Find two complex numbers whose sum equals 5 and whose product equals 11 .

Short Answer

Expert verified
The two complex numbers whose sum equals 5 and whose product equals 11 are: \(a = \frac{5 - i\sqrt{19}}{2}\) and \(b = \frac{5 + i\sqrt{19}}{2}\) or \(a = \frac{5 + i\sqrt{19}}{2}\) and \(b = \frac{5 - i\sqrt{19}}{2}\)

Step by step solution

01

Express one of the complex numbers in terms of the other

We are given that a + b = 5. We can express one of the complex numbers in terms of the other by solving for either a or b.
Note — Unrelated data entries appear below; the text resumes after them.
PR #1886, opened 2020-07-03
Add containerLogsDir to store legacy symbolic

### LINKED ISSUE #1883: Failed to create legacy symbolic
**What happened**:
edgecore continuely logs `Failed to create legacy symbolic link` Error for unknown reason.
image
stop logging that error and figure out why.
run edgecore

**Environment**:

Poor12:
**What type of PR is this?**
>
> /kind api-change
> /kind bug
> /kind cleanup
> /kind design
> /kind documentation
> /kind test
> /kind failing-test
> /kind feature

/kind bug

Fixes #1883 

```release-note

```

### DIFF
--- a/edge/pkg/edged/edged.go
+++ b/edge/pkg/edged/edged.go
@@ -131,7 +131,9 @@ const (
 	imageGcHighThreshold = "edged.image-gc-high-threshold"
 	syncMsgRespTimeout   = 1 * time.Minute
 	//DefaultRootDir give default directory
-	DefaultRootDir                   = "/var/lib/edged"
+	DefaultRootDir = "/var/lib/edged"
+	// ContainerLogsDir is the location of container logs.
+	ContainerLogsDir                 = "/var/log/containers"
 	workerResyncIntervalJitterFactor = 0.5
 	//EdgeController gives controller name
 	EdgeController = "edgecontroller"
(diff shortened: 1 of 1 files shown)


edge/pkg/edged/edged.go
```diff
@@ -680,7 +682,12 @@ func (e *edged) initializeModules() error {
 		klog.Errorf("Failed to initialNode %v", err)
 		return err
 	}
-
+	// If the container logs directory does not exist, create it.
+	if _, err := os.Stat(ContainerLogsDir); err != nil {
+		if err := e.os.MkdirAll(ContainerLogsDir, 0755); err != nil {
+			klog.Errorf("Failed to create directory %q: %v", ContainerLogsDir, err)
```
daixiang0, line 688: Here %s is enough, see https://gobyexample.com/string-formatting.

fisherxu: Err is not string here, why use %s? I think %v is consistent with k8s

daixiang0: I mean no need to use %q.

Poor12: It seems the only difference is whether the output contains double quotes.k8s use %q, I think keeping the same is no problem.

PR #3302, opened 2021-11-17
Fix the log's syntax problem in edged

lvchenggang:
What type of PR is this?
/kind feature

Some logs in edged.go have syntax error, which will cause misunderstanding. So need to fix them.

NONE


fisherxu (commented):
/approve

fisherxu (commented):
/lgtm

PR #3313, opened 2021-11-18
remove unused member variable of device DownstreamController

jidalong:
**What type of PR is this?**

/kind feature

In devicecontroller/controller/downstream.go, all we use is kubeClient instead of crdClient of DownstreamController struct. Thus, crdClient is useless.

NONE

```release-note

```


fisherxu (commented):
/lgtm
/approve

PR #3316, opened 2021-11-19
syncPod method add message content type choice in edged.go

lvchenggang:

What type of PR is this?
/kind feature

syncPod method add message  content type choice in edged.go.
the message content type probably more than one []byte type, if the message come from cloudhub udsserver, then the type is string.
We need to consider this situation.

NONE

### DIFF
--- a/edge/pkg/edged/edged.go
+++ b/edge/pkg/edged/edged.go
@@ -1121,10 +1121,18 @@ func (e *edged) syncPod() {
 		}
 		op := result.GetOperation()
 
-		content, err := result.GetContentData()
-		if err != nil {
-			klog.Errorf("get message content data failed: %v", err)
-			continue
+		var content []byte
+		switch result.Content.(type) {
+		case []byte:
+			content = result.GetContent().([]byte)
+		case string:
+			content = []byte(result.GetContent().(string))
+		default:
+			content, err = json.Marshal(result.Content)
+			if err != nil {
+				klog.Errorf("marshal message content failed: %v", err)
+				continue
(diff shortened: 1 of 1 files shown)


lvchenggang:
> What type of PR is this? /kind feature
> 
> What this PR does / why we need it: syncPod method add message content type choice in edged.go. the message content type probably more than one []byte type, if the message come from cloudhub udsserver, then the type is string. We need to consider this situation.
> 
> Does this PR introduce a user-facing change?: NONE

gy95:
what's difference? it seems that they are the same. using json.Marshal or []byte directively transformed to []byte

lvchenggang:
> what's difference? it seems that they are the same. using json.Marshal or []byte directively transformed to []byte

The difference lies in message's content type, it maybe string type, such as the message from cloudhub udsserver.
The previous method result.GetContentData() only transfer the message's content to []byte but not consider the string type, which will make parse failed.
The code of GetContentData() is:
image

gy95:
can't we use `json.Marshal` to convert `string` to `[]byte` format?
IMHO, I think the two methods are equal. 😃

lvchenggang:
This two methods essentially have same function.

fisherxu:
> This two methods essentially have same function.

As @gy95 said, string can be json.Marshal to the expect byte, so I think there's no need to add the code for string. :) WDYT?

fisherxu:
@lvchenggang

lvchenggang:
Yes, these add codes are no need, this patch will be closed

Issue #3322, opened 2021-11-19
Builds failing on macOS


mjlshen:
**How to reproduce it (as minimally and precisely as possible)**:
`make test`

Results in these errors and warnings on macOS:
```
# github.com/shirou/gopsutil/cpu
vendor/github.com/shirou/gopsutil/cpu/cpu_darwin_cgo.go:13:5: warning: 'TARGET_OS_MAC' is not defined, evaluates to 0 [-Wundef-prefix=TARGET_OS_]
# github.com/shirou/gopsutil/disk
iostat_darwin.c:28:2: warning: 'IOMasterPort' is deprecated: first deprecated in macOS 12.0 [-Wdeprecated-declarations]
/Library/Developer/CommandLineTools/SDKs/MacOSX.sdk/System/Library/Frameworks/IOKit.framework/Headers/IOKitLib.h:132:1: note: 'IOMasterPort' has been explicitly marked deprecated here
# github.com/shirou/gopsutil/disk
vendor/github.com/shirou/gopsutil/disk/disk_darwin.go:67:51: cannot use stat.Mntfromname[:] (type []byte) as type []int8 in argument to common.IntToString
vendor/github.com/shirou/gopsutil/disk/disk_darwin.go:68:49: cannot use stat.Mntonname[:] (type []byte) as type []int8 in argument to common.IntToString
vendor/github.com/shirou/gopsutil/disk/disk_darwin.go:69:50: cannot use stat.Fstypename[:] (type []byte) as type []int8 in argument to common.IntToString
vendor/github.com/shirou/gopsutil/disk/disk_darwin.go:85:43: cannot use stat.Fstypename[:] (type []byte) as type []int8 in argument to common.IntToString
```

and this build failure:
```
FAIL	github.com/kubeedge/kubeedge/keadm/cmd/keadm/app/cmd/debug [build failed]
```

The errors have been fixed upstream by https://github.com/shirou/gopsutil/issues/976 and https://github.com/shirou/gopsutil/issues/958. So it can likely be fixed by just bumping the version of gopsutil

PR #3325, opened 2021-11-19
Builds are only supported for GOOS=linux, so set it explicitly

mjlshen:
Signed-off-by: Michael Shen <mishen@umich.edu>

**What type of PR is this?**
/kind bug

Since only target operating systems of linux are supported, so explicitly setting this will allow builds from other operating systems, like macOS to succeed. Furthermore, I noticed there was an error in the integrationtest make target.

Related to #3322

```release-note
NONE
```

### DIFF
--- a/hack/lib/golang.sh
+++ b/hack/lib/golang.sh
@@ -214,7 +214,7 @@ kubeedge::golang::build_binaries() {
     echo "building $bin"
     local name="${bin##*/}"
     set -x
-    GOOS="linux" CGO_ENABLED=1 go build -o ${KUBEEDGE_OUTPUT_BINPATH}/${name} -gcflags="${gogcflags:-}" -ldflags "${goldflags:-}" $bin
+    GOOS="linux" go build -o ${KUBEEDGE_OUTPUT_BINPATH}/${name} -gcflags="${gogcflags:-}" -ldflags "${goldflags:-}" $bin
     set +x
   done
 }
--- a/hack/lib/golang.sh
+++ b/hack/lib/golang.sh
@@ -214,10 +214,9 @@ kubeedge::golang::build_binaries() {
     echo "building $bin"
     local name="${bin##*/}"
     set -x
-    go build -o ${KUBEEDGE_OUTPUT_BINPATH}/${name} -gcflags="${gogcflags:-}" -ldflags "${goldflags:-}" $bin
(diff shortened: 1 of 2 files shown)


gy95:
please sign off the commit, ref: https://github.com/kubeedge/kubeedge/pull/3325/checks?check_run_id=4268491656

mjlshen:
> please sign off the commit, ref: https://github.com/kubeedge/kubeedge/pull/3325/checks?check_run_id=4268491656 😄

Oops, thanks, done! @gy95

hack/lib/golang.sh
```diff
@@ -214,10 +214,9 @@ kubeedge::golang::build_binaries() {
     echo "building $bin"
     local name="${bin##*/}"
     set -x
-    go build -o ${KUBEEDGE_OUTPUT_BINPATH}/${name} -gcflags="${gogcflags:-}" -ldflags "${goldflags:-}" $bin
+    GOOS="linux" CGO_ENABLED=1 go build -o ${KUBEEDGE_OUTPUT_BINPATH}/${name} -gcflags="${gogcflags:-}" -ldflags "${goldflags:-}" $bin
```
gy95, line 217: for mac os, must this `CGO_ENABLED=1` be required?

Makefile
```diff
@@ -143,7 +143,7 @@ integrationtest:
 	@echo "$$INTEGRATION_TEST_HELP_INFO"
 else
 integrationtest:
-	hack/make-rules/build.sh edgecore
+	hack/make-rules/build.sh edgecore; \
```
gy95, line 146: could you please provide some materials about this `;`, is this required? :)

hack/lib/golang.sh
mjlshen: Not needed for macOS, I saw that some of the binaries needed it. I can remove `CGO_ENABLED=1` if they don't all need CGO

Makefile
mjlshen: I think I was mistaken, I thought that `execute.sh` wasn't being run

fisherxu: So what's meaning of the `; \` here?

hack/lib/golang.sh
fisherxu: I think now we have no conclusion that kubeedge only supports Linux, so if we add `GOOS="linux"` here, all the other os   need to be tested.

Makefile
mjlshen: I reverted it, thought it was needed to run both commands

PR #3326, opened 2021-11-22
Make csi driver name configurable

lvchenggang:

What type of PR is this?
/kind feature

Make csi driver name configurable, which will be more flexible.

NONE

### DIFF
--- a/edge/pkg/edged/volume/csi/csi_controller.go
+++ b/edge/pkg/edged/volume/csi/csi_controller.go
@@ -21,6 +21,8 @@ import (
 
 	"github.com/container-storage-interface/spec/lib/go/csi"
 	"k8s.io/klog/v2"
+
+	edgedconfig "github.com/kubeedge/kubeedge/edge/pkg/edged/config"
 )
 
 type Controller struct {
@@ -30,7 +32,7 @@ type Controller struct {
 func (c *Controller) CreateVolume(req *csi.CreateVolumeRequest) (*csi.CreateVolumeResponse, error) {
 	if c.csiClient == nil {
 		var err error
-		c.csiClient, err = newCsiDriverClient(csiDriverName("csi-hostpath"))
+		c.csiClient, err = newCsiDriverClient(csiDriverName(edgedconfig.Config.CsiDriverName))
 		if err != nil {
 			klog.Errorf("failed to create newCsiDriverClient: %v", err)
 			return nil, err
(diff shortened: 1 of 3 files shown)


pkg/apis/componentconfig/edgecore/v1alpha1/types.go
```diff
@@ -235,6 +235,9 @@ type Edged struct {
 	// EnableMetrics indicates whether enable the metrics
 	// default true
 	EnableMetrics bool `json:"enableMetrics,omitempty"`
+	// CsiDriverName indicates the csi driver name used by edge node
+	// default "csi-hostpath"
+	CsiDriverName string `json:"csiDriverName,omitempty"`
```
gy95, line 240: cannot be `omitempty`, we need a not-empty value here.

gy95: And may I ask for more materials about application scenarios?

lvchenggang: The usable csi driver of edge node not just hostpath type, it may be lvm, nfs .etc.
We can not fixed as csi-hostpath in code.

lvchenggang:
Could it be merged? @gy95 @GsssC

fisherxu:
cc @moolen Please also take a look  :)

moolen:
LGTM from my point of view, we need that ;)

edge/pkg/edged/volume/csi/csi_controller.go
```diff
@@ -30,7 +32,7 @@ type Controller struct {
 func (c *Controller) CreateVolume(req *csi.CreateVolumeRequest) (*csi.CreateVolumeResponse, error) {
 	if c.csiClient == nil {
 		var err error
-		c.csiClient, err = newCsiDriverClient(csiDriverName("csi-hostpath"))
+		c.csiClient, err = newCsiDriverClient(csiDriverName(edgedconfig.Config.CsiDriverName))
```
fisherxu, line 35: Here we only can support one csi driver? @lvchenggang @moolen

fisherxu: Is it possible to read the name from some parameters?

moolen: Yes, right now `edged` can only talk to one specific csi driver. Because the driver name is hard-coded `kubeedge` does 
 support only the `csi-hostpath` driver. But we can potentially support `nfs` or any other driver. 
The csi-driver name can be configured through `/etc/kubeedge/config/edgecore.yaml`.

gy95: /hold
keadm need to fix also, although this parameter is configurable, keadm should pass in parameter to fix this default value.

fisherxu: > We could potentially support multiple csi drivers on the edge side but there is a lot of work to be done in order to support that.

The storage driver name maybe should from volume spec, and then edgecore calls the related driver? Configured from `/etc/kubeedge/config/edgecore.yaml` is not that extensible.

moolen: > Configured from /etc/kubeedge/config/edgecore.yaml is not that extensible

i agree.

> The storage driver name maybe should from volume spec

Unfortunately it's not embedded in the CreateVolume request. we probably need to embed the `Volume*` with additional metadta (the to-be-called csi driver on the edge)

I opened #3471 to discuss the high-level approach there.

lvchenggang: Agree with that, the modification of this PR is not extensible.

PR #3330, opened 2021-11-22
delete useless device-v1alpha1 code while device is update to v1alpha2

jidalong:
**What type of PR is this?**
/kind cleanup

Since device is update to alpha2 from alpha1, while the annotation code is only used for alpha1, thus remove them.

NONE

```release-note

```


fisherxu (commented):
/lgtm
/approve

PR #3335, opened 2021-11-22
add stream/tunnel port and nodeport for cloudcore

allenleu:
add stream/tunnel port for deployent.yaml and service.yaml


build/cloud/07-deployment.yaml
```diff
@@ -26,6 +26,12 @@ spec:
             - containerPort: 10000
               name: cloudhub
               protocol: TCP
+            - containerPort: 10003
+              name: stream
+              protocol: TCP
+            - containerPort: 10004
+              name: tunnel
+              protocol: TCP
```
fisherxu, line 34: The all containerPorts are no need in the deployment yaml I think, any ideas? @zc2638 @zhu733756

zhu733756: I think on the mode of cloudcore host network, service can be disabled, and no need to add containerPorts, and in this case,  the containerports are equal to hostports. However, If we use outside Iptables manager or the cloudcore pod IP is not the host ip, we also need a service to expose it outside the cluster. Since the edges may not be able to communicate with cloudside.

zhu733756: This is a test for disabled service and inner container ports:

9ffcf0f2f81cf3f79782d0d12b86077

allenleu: yes,I have added nodeport to service.yaml.example.

zc2638:
Hi @allenleu ,

    The installation tool `keadm` will be refactored in the near future, and this PR may not receive feedback.
    Are you interested in participating in the refactoring of `keadm`?
    Related issue #3475

allenleu:
> 



> Hi @allenleu, The installation tool `keadm` will be refactored in the near future, and this PR may not receive feedback. Are you interested in participating in the refactoring of `keadm`? Related issue #3475

ok,Is it because this pr conflicts with refactoring Keadm? I can revoke this pr.
I'm sorry I don't have any other time to participate in your work now.

fisherxu (commented):
port `10002` still need to be exposed @allenleu  :)

fisherxu:
Ref: https://github.com/kubeedge/kubeedge/blob/master/build/helm/cloudcore/templates/deployment_cloudcore.yaml#L52

PR #3346, opened 2021-11-23
fix "keadm get nodes -A"  printing namespaces while nodes without namespaces actually

### LINKED ISSUE #3345: keadm get nodes -A print namespace while node resource whithout namespace actually
**What happened**:
When I excute “keadm get nodes/node -A/--all-namespaces ”，keadm may print the namespace with null while in original k8s， the resource of node does not have any namespaces.
image
The following is **kubectl** get nodes -A in original k8s cluster:
image

“keadm get nodes/node -A/--all-namespaces ” may print without namespaces

jidalong:
**What type of PR is this?**
/kind bug

When  excute “keadm get nodes/node -A/--all-namespaces ”，keadm may not print the namespace with null while in original k8s，the resource of node does not have any namespaces.
before:
image
after this PR, not print NAMESPACE column anymore:
image

Fixes #3345

NONE

```release-note

```

### DIFF
--- a/keadm/cmd/keadm/app/cmd/debug/get.go
+++ b/keadm/cmd/keadm/app/cmd/debug/get.go
@@ -180,7 +180,7 @@ func (g *GetOptions) Run(args []string) error {
 		}
 	}
 
-	if g.AllNamespace {
+	if g.AllNamespace && resType != "nodes" && resType != "node" {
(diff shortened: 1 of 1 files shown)


gy95:
LGTM

fisherxu (commented):
/approve

PR #3348, opened 2021-11-23
log err if convert membership failed

TianTianBigWang:

**What type of PR is this?**
/kind bug

Fixes #

```release-note

```


fisherxu (commented):
/lgtm
/approve

edge/pkg/devicetwin/dtmanager/membership.go
```diff
@@ -240,7 +240,8 @@ func addDevice(context *dtcontext.DTContext, toAdd []dttype.Device, baseMessage
 		addDeviceResult := dttype.MembershipUpdate{BaseMessage: baseMessage, AddDevices: addDeviceDevices}
 		result, err := dttype.MarshalMembershipUpdate(addDeviceResult)
 		if err != nil {
-
+			klog.Errorf("add device %s failed, marshal membership err: %s", device.ID, err)
+			continue
```
gy95, line 244: not correct, line 250 has a unlock operation.
```
if delta {
			context.Unlock(device.ID)
		}
```
maybe this will result in not release the  lock and  dead lock. :)

TianTianBigWang: seem that fix in #3353

PR #3350, opened 2021-11-23
fix keadm info print format

jidalong:
**What type of PR is this?**
/kind bug

fix the print  infomation by command “keadm -h ” is not formatting：
image

NONE

```release-note

```


zhu733756:
Seems great, more clear ! :)

PR #3358, opened 2021-11-24
fix grammar in pkg module

xujingjing-cmss:
Signed-off-by: xujingjing xujingjing_yewu@cmss.chinamobile.com

What type of PR is this?
/kind cleanup

fix spelling error and remove redundant code.

Which issue(s) this PR fixes:
Fixes #

### DIFF
--- a/pkg/metaserver/key.go
+++ b/pkg/metaserver/key.go
@@ -116,7 +116,7 @@ func ParseKey(key string) (gvr schema.GroupVersionResource, namespace string, na
 	slices := strings.Split(sl, "/")
 	length := len(slices)
 	if len(slices) == 0 || slices[0] != "" {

Let's solve for a: a = 5 - b
02

Substitute the expression from Step 1 into the second condition

We are given that a * b = 11. Substitute the expression for a from Step 1 into this condition: (5 - b) * b = 11 Expand and simplify the equation: 5b - b^2 = 11 Move all terms to one side: b^2 - 5b + 11 = 0
03

Solve the quadratic equation obtained in Step 2

We now have a quadratic equation in terms of b: b^2 - 5b + 11 = 0 To solve this quadratic equation, we can use the quadratic formula, where the coefficients are: A = 1, B = -5, and C = 11. \(b_{1,2} = \frac{-(-5) \pm \sqrt{(-5)^2 - 4 \cdot 1 \cdot 11}}{2 \cdot 1} = \frac{5 \pm \sqrt{25 - 44}}{2}\) Since the discriminant (25 - 44) is negative, we'll get two complex roots: \(b_{1,2} = \frac{5 \pm i\sqrt{19}}{2}\) Now we have two possible values for b: b1 = \(\frac{5 + i\sqrt{19}}{2}\) b2 = \(\frac{5 - i\sqrt{19}}{2}\)
04

Find the corresponding complex numbers for a

Now that we have the two possible values for b, we can find the corresponding values for a using our expression from Step 1: a1 = 5 - b1 = 5 - \(\frac{5 + i\sqrt{19}}{2}\) = \(\frac{5 - i\sqrt{19}}{2}\) a2 = 5 - b2 = 5 - \(\frac{5 - i\sqrt{19}}{2}\) = \(\frac{5 + i\sqrt{19}}{2}\) Thus, the two complex numbers whose sum equals 5 and whose product equals 11 are: a1 = \(\frac{5 - i\sqrt{19}}{2}\) and b1 = \(\frac{5 + i\sqrt{19}}{2}\) or a2 = \(\frac{5 + i\sqrt{19}}{2}\) and b2 = \(\frac{5 - i\sqrt{19}}{2}\)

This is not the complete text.